The goal of the curriculum is to produce graduates capable of addressing real world problems in diverse and collaborative settings. The capstone experience, INQ 300 Contemporary Issues, requires cross-disciplinary groups of students to problematize a contemporary issue to a local setting, apply their skills and knowledge to develop a proposal to address that problem, and then orally defend their proposal. Students synthesize skills and knowledge from their majors with those developed in earlier Intellectual Inquiry courses. All earlier INQ courses focus on skill development. The curriculum’s entry point is INQ 110, a rigorous writing seminar taught by faculty across the college, in which students must apply careful reading skills and writing skills to explore topics like Formation of the Western Mind and Black Lives Matter. In the second seminar, INQ 120, students apply oral communication skills and ethical reasoning in courses such as Matters of Life and Death and Thinking Animals. A series of 200-level courses provide foundations in quantitative reasoning as well as the questions and methods of the natural sciences, social sciences, and humanities while continuing to develop students’ communication and reasoning skills. Students learn to integrate knowledge and skills from many disciplines to address complex problems both in their education and in their lives after graduation.

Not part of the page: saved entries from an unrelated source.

PR #1370, opened 2022-03-10
ci: Temporary fix for interactive prompt on createuser

### LINKED ISSUE #1341: CI flakes with "The operation was canceled."

BYK:
Fixes #1341 temporarily.

### DIFF
--- a/.github/workflows/test.yml
+++ b/.github/workflows/test.yml
@@ -39,7 +39,7 @@ jobs:
           - compose_version: "v2.2.3"
             compose_path: "/usr/local/lib/docker/cli-plugins"
     env:
-      COMPOSE_PROJECT_NAME: self-hosted-${{ matrix.compose_version }}
+      COMPOSE_PROJECT_NAME: self-hosted-${{ strategy.job-index }}
     steps:
       - name: Checkout
         uses: actions/checkout@v2
--- a/.github/workflows/test.yml
+++ b/.github/workflows/test.yml
@@ -30,14 +30,16 @@ jobs:
       fail-fast: false
       matrix:
         include:
-          - compose_version: '1.28.0'
-            compose_path: '/usr/local/bin'
-          - compose_version: '1.29.2'
-            compose_path: '/usr/local/bin'
-          - compose_version: 'v2.0.1'
-            compose_path: '/usr/local/lib/docker/cli-plugins'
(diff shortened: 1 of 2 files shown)


aminvakil (approved):
Thank you very much!
I'm not gonna bother you why this worked on `v2.0.1` :)

BYK:
>I'm not gonna bother you why this worked on v2.0.1 :)

Very likely because of the earlier `stdin` related issues they have on `v2.0.1`. Note that it says `Aborted` on the logs for that line so it wasn't really working, it was just quitting at that step since `stdin` was not available.

aminvakil (changes requested):
`COMPOSE_PROJECT_NAME` is not working.

If you want to, we can remove it from this PR and re-open #1367 for that.

BYK:
@aminvakil 
>COMPOSE_PROJECT_NAME is not working.

It _is_ working: `Container self-hosted-0-postgres-1`

aminvakil (approved):
Oops! I saw [this](https://github.com/getsentry/self-hosted/runs/5494674968?check_suite_focus=true#step:4:1754):
`  Successfully tagged sentry-cleanup-self-hosted-local:latest`
and I was mistaken that images created should have `-0-` too.

It _is_ working indeed: https://github.com/getsentry/self-hosted/runs/5494674968?check_suite_focus=true#step:4:1853

chadwhitacre:
Ok but _why_ does it work?

chadwhitacre (approved):
I don't understand why this works but it seems to work and doesn't look that bad.

BYK:
>I don't understand why this works but it seems to work and doesn't look that bad.

This works because I feed a `y` to the interactive prompt here: https://github.com/getsentry/self-hosted/pull/1370/files#diff-e386fde36977f06e32a6c6dbe63595743f0721ca78fcae81414fbdc0ca837b24R44

So instead of waiting for input indefinitely, it just moves along. The real fix is making the code I mentioned over https://github.com/getsentry/self-hosted/issues/1341#issuecomment-1063811848 not ask for a prompt when `--no-input` is passed or the `stdin` is not a `tty`.

PR #1384, opened 2022-03-15
Turn off containers under old name as well

chadwhitacre:
Aims to fix https://github.com/getsentry/self-hosted/issues/1178.


chadwhitacre:
I haven't test this, btw. Not sure if it actually works for the intended case, upgrade from pre-21.12.0 (pre-rename) to 21.12.0+.

BYK (approved):

PR #1397, opened 2022-03-22
fix(createuser): Use --no-input switch

rgibert:
--staff switch was added to createuser in https://github.com/getsentry/sentry/pull/32802 for usage in Single Tenant, this fixes the test failing after this addition.

Not sure the best approach to manage the chicken & egg problem of requiring this test to pass to merge my PR to sentry master, but merging this check will cause others to fail until I've merged PR.

### DIFF
--- a/_integration-test/run.sh
+++ b/_integration-test/run.sh
@@ -41,7 +41,7 @@ echo "${_endgroup}"
 echo "${_group}Starting Sentry for tests ..."
 # Disable beacon for e2e tests
 echo 'SENTRY_BEACON=False' >> $SENTRY_CONFIG_PY
-echo y | $dcr web createuser --force-update --superuser --staff --email $TEST_USER --password $TEST_PASS
+$dcr web createuser --no-input --force-update --superuser --email $TEST_USER --password $TEST_PASS
 $dc up -d
 printf "Waiting for Sentry to be up"; timeout 90 bash -c 'until $(curl -Isf -o /dev/null $SENTRY_TEST_HOST); do printf '.'; sleep 0.5; done'
 echo ""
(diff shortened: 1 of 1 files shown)


BYK:
@rgibert there are two things you can (and probably should) do:

1. Never prompt when `--no-input` flag is passed.
2. Default to `staff` when we have `settings.SENTRY_SELF_HOSTED` set to `True`.

BYK:
Once you do item one, please come back here to remove that horrible `echo y` hack that I had to introduce from the line you modified 😅

rgibert:
I believe this test should work both before and after https://github.com/getsentry/sentry/pull/32802 is merged.

`staff` is defaulting whatever `superuser` is set to so will continue to behave as it did prior to my PR.

BYK:
@rgibert left a comment: https://github.com/getsentry/sentry/pull/32802/files#r833635984

_integration-test/run.sh
```diff
@@ -41,7 +41,7 @@ echo "${_endgroup}"
 echo "${_group}Starting Sentry for tests ..."
 # Disable beacon for e2e tests
 echo 'SENTRY_BEACON=False' >> $SENTRY_CONFIG_PY
-echo y | $dcr web createuser --force-update --superuser --email $TEST_USER --password $TEST_PASS
+$dcr web createuser --no-input --force-update --superuser --email $TEST_USER --password $TEST_PASS
```
BYK, line 44: I thought this was set through the `CI` variable 🤔

BYK (approved):

aminvakil (approved):
LGTM

chadwhitacre:
Thanks @github-actions.

chadwhitacre:
Shoot. Did we still need this?

_integration-test/run.sh
chadwhitacre: Thinking of this?

https://github.com/getsentry/self-hosted/blob/518a9ec1c0f0272650765a8265db52baa38a4382/install/set-up-and-migrate-database.sh#L3-L4

PR #1408, opened 2022-04-01
Use better API key when available

chadwhitacre:
Explanation:

https://github.com/getsentry/action-enforce-license-compliance/blob/236d528c324632485f9e8adb02b515ce01e81d12/action.yml#L16-L26


mwarkentin (approved):
LGTM.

The design, development, and implementation of a redesigned curriculum in which each course has a unique topic was a massive undertaking requiring hundreds of new courses to be developed and moved through faculty governance. By the end of the three-year curriculum rollout, the number of sections designed, reviewed, and approved was equal to the number of full-time faculty. The course design and development effort continued as the curriculum was launched, while faculty made intentional efforts to maintain the quality of the previous curriculum for existing students. Faculty were busy juggling their many academic responsibilities while heavily engaged in INQ tasks. To move forward with INQ implementation while planning and piloting general education assessment, faculty adopted some guiding principles to facilitate decision making: (1) the assessment process would map onto the approved curriculum (e.g., assessment would not require curricular change); (2) faculty would take lead roles in the design, pilot, and implementation of assessment tools; (3) assessment would not reduce the curriculum to “teaching to the test”; and (4) the assessment effort would be cost-effective.

A Natural Fit

The Roanoke College faculty spent considerable effort specifying how cross-cutting skills would be developed in the INQ curriculum. Although not framed in the language of learning outcomes assessment, faculty spent time considering the types of assignments expected in courses and how students would engage in critical inquiry while applying their skills. The adoption of general education assessment was aided by faculty members’ focus on common expectations and assignment types instead of wordsmithing learning outcomes. For example, in INQ 110, faculty committees specified how much and at what level they wanted students to write. Using this information, the assessment director offered language for a simple learning outcome to act as an organizational guidepost for the more detailed work of the faculty. Rather than focus on the language used to write about outcomes assessment, faculty focused on backwards course design, assignment development, and criteria for assessing students’ writing quality.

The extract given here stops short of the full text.